Ransomware is not your real problem. Ransomware is the outcome of your real problem. How the ransomware is getting in is your problem you need to solve and the primary thing you need to identify and mitigate to stop ransomware. Or let’s put it this way. If I could wave a magic wand and make ransomware just immediately disappear forever, if you did not close the holes that allowed ransomware to get in, you would just be fighting some other problem (e.g., password-stealing trojans, wiperware, etc.). Ransomware is not your real problem. It is an outcome of your real problem.

Same thing with credential theft. Credential theft is an outcome of your real problem. How did the thieves get the credentials in the first place? The major ways are theft, guessing and password hash cracking. What was the most commonly used method?
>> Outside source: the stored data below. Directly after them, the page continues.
PR #1947, opened 2023-10-18
Timeout capesandbox analyzer

federicofantini:
# Description
added timeout on every request of capesandbox analyzer + start the poll for result after the analysis is ended

## Type of change

# Checklist

- [X] A new plugin (analyzer, connector, visualizer, playbook or ingestor) was added or changed, in which case:

### DIFF
--- a/api_app/analyzers_manager/file_analyzers/cape_sandbox.py
+++ b/api_app/analyzers_manager/file_analyzers/cape_sandbox.py
@@ -209,7 +209,7 @@ class CAPEsandbox(FileAnalyzer):
     ) -> dict:
         logger.info(
             f"Job: {self.job_id} ->"
-            "Sleeping for the entire duration of the analysis: {self.timeout}s"
+            f"Sleeping for the entire duration of the analysis: {self.timeout}s"
         )
         time.sleep(self.timeout)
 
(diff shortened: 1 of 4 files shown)


api_app/analyzers_manager/file_analyzers/cape_sandbox.py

It turns out it was social engineering, and specifically phishing, by a huge margin.

Infosecurity Magazine reports that “58% of organizations suffered account takeovers in 2023, of which 79% came from credentials harvested through phishing.” So, nearly 80% of credential abuse came from phishing. 
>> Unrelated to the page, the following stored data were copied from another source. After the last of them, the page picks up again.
PR #1949, opened 2023-10-19
analyzer support for ipv6

### LINKED ISSUE #1885: Support for ipv6 addresses
We should add the chance to analyze ipv6 addresses like any other ipv4 address. We should fix it both in the frontend and the backend regex.

Plus, we should check out the integrated services to understand whether they need some internal change or not to support it (maybe some different functions in the libraries)

shivam-Purohit:
IPv6 closes #1885

# Description
Add ipv6 support for the analyzers 

## Type of change

# Checklist

- [] If the GUI has been modified:

### Important Rules


shivam-Purohit:
I am getting positive response for ipapi but most analyzers do not support ipv6. I am confused if I have to add some more support in the backend as of now no tests are failing.

one more thing
when I was installing the app I had to make some changes in the Dockerfile.  I had to change 
```
RUN npm install npm@latest --location=global \
    && npm install \
    && PUBLIC_URL=/static/reactapp/ npm run build
```

i removed the `npm install npm@latest --location=global`  as it was installing some version that was not compatible.
This was the error i was getting

```
1.879 npm ERR! engine Not compatible with your version of node/npm: npm@10.2.1

1.879 npm ERR! notsup Not compatible with your version of node/npm: npm@10.2.1

1.879 npm ERR! notsup Required: {"node":"^18.17.0 || >=20.5.0"}

1.879 npm ERR! notsup Actual:   {"npm":"8.11.0","node":"v16.15.1"}


```

i am running node 18.18.2 and npm 10.2.0. I don't know why its not showing the actual versions. I cannot build the app, I have to remove the npm update line.

mlodic:
yep the changes requested are more complicated than what you have done, you surely need to touch the backend and fix the regex there too.

Plus we would need to test the majority of analyzer which support IP addresses now (at least the ones in the "FREE_TO_USE_ANALYZERS" playbook) and see if they need some changes. Otherwise, this feature could be a double-edged sword if every analyzer fails. That would be a very bad user experience

shivam-Purohit:
> yep the changes requested are more complicated than what you have done, you surely need to touch the backend and fix the regex there too.

I have gone through the backend  We are defining the observable type in api_app/analyzer_manager/constants.py.

```
    def calculate(cls, value: str) -> str:
        """Returns observable classification for the given value.\n
        Only following types are supported:
        ip, domain, url, hash (md5, sha1, sha256), generic (if no match)

        Args:
            value (str):
                observable value
        Returns:
            str: one of `ip`, `url`, `domain`, `hash` or 'generic'.
        """
        try:
            ipaddress.ip_address(value)
        except ValueError:
            if re.match(
                r"^.+://[a-z\d-]{1,200}"
                r"(?:\.[a-zA-Z\d\u2044\u2215!#$&(-;=?-\[\]_~]{1,200})+"
                r"(?::\d{2,6})?"
                r"(?:/[a-zA-Z\d\u2044\u2215!#$&(-;=?-\[\]_~]{1,200})*"
                r"(?:\.\w+)?",
                value,
            ):
                classification = cls.URL
            elif re.match(
                r"^([\[\\]?\.[\]\\]?)?[a-z\d-]{1,63}"
                r"(([\[\\]?\.[\]\\]?)[a-z\d-]{1,63})+$",
                value,
                re.IGNORECASE,
            ):
                classification = cls.DOMAIN
            elif (
                re.match(r"^[a-f\d]{32}$", value, re.IGNORECASE)
                or re.match(r"^[a-f\d]{40}$", value, re.IGNORECASE)
                or re.match(r"^[a-f\d]{64}$", value, re.IGNORECASE)
            ):
                classification = cls.HASH
            else:
                classification = cls.GENERIC
                logger.info(
                    "Couldn't detect observable classification"
                    f" for {value}, setting as 'generic'"
                )
        else:
            # it's a simple IP
            classification = cls.IP

        return classification

```
we are using ipaddress library to check if its a valid IP address. As I can see [here](https://docs.python.org/3/library/ipaddress.html) it supports both ipv4 and ipv6 addresses. So there shouldn't be an issue checking for v6 as well. As we in this function checking its against ipaddress library and throwing error if it fails to  recognise.  I dont see any other files were we are checking it against regular expression.


Also I ran a test IP against the playbook free analyzers. All of them are showing status 200 with some showing response while others returning no results mostly as they dont support ipv6.
I dont think we would need to check for each analyzer as it would have at least thrown error as unsupported IP addresses. If its not then I think I would have to move to each analyzer documentation to check for ipv6 info.
ubuntuMachine  Running  - Oracle VM VirtualBox 21-10-2023 19_15_51

mlodic:
thank you for that analysis, really appreciated.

IBM’s X-Force report said phishing was the number two biggest root cause at 30%. They said credential theft was 30% of the problem (apparently edging over phishing by a decimal point). But if 79% of credential theft came from phishing attacks, that means you have to add another 24% to phishing (i.e., 30% x 79%). So, phishing is still the biggest root cause problem at 54% (i.e., 30% + 24%). Nothing else comes close in IBM’s report when you are not mixing up initial root exploits and outcomes.

This is not surprising. Social engineering and phishing has been involved in 70% - 90% of all successful data breaches by my own tracking over two decades. Many surveys and companies have just been incorrectly co-mingling initial root exploits with outcomes of those exploits. Not every company. For example, Forrester states “90% of data breaches will include the human element in 2024.” Verizon’s 2023 Data Breach Report states, “74% of all breaches include the human element.” The year before, the Verizon report said 82% of breaches involved the human element. These figures include other causes such as mistakes, but the vast majority of the human element is social engineering.

Co-mingling root causes and outcomes of root causes is a common mistake. For example, the otherwise wonderful MITRE ATT&CK framework co-mingles initial root causes and outcomes. ATT&CK lists 10 initial access techniques (they are missing a few). Phishing is one of those initial access techniques. Then under the 17 types of Credential Access exploitation, they list Adversary-in-the-Middle, Steal Web Session Cookie, and MFA interception. How did all of those likely happen? Probably social engineering and phishing. What percentage of Credential Access exploitation can be tied to social engineering and phishing? Well, Infosecurity Magazine says 79%. I believe it is more right than wrong.

It is not alone. Barracuda Networks states “Spear phishing emails make up less than 0.1% of all emails sent, but they are responsible for 66% of all breaches.” They are not saying that spear phishing makes up 66% of email attacks. They are saying it makes up 66% of ALL BREACHES! One thing, spear phishing, makes up two-thirds of all breaches.

Note: Unpatched software and firmware comes in second, being involved in about 33% of successful breaches. 

We all know social engineering and phishing are a huge problem. But many cyber defenders do not know that it is the largest problem by far. And if you read a report saying social engineering and phishing is only like 30% of the problem…or only the second biggest initial root access problem, you know that, for sure, they are mixing up root access methods and outcomes of root access methods. 

The biggest causes of data breaches are social engineering and phishing, by far, and it has been that way for a long time. That fact is unlikely to change any time soon. Make sure you are focused on how thieves are most likely to break into your house.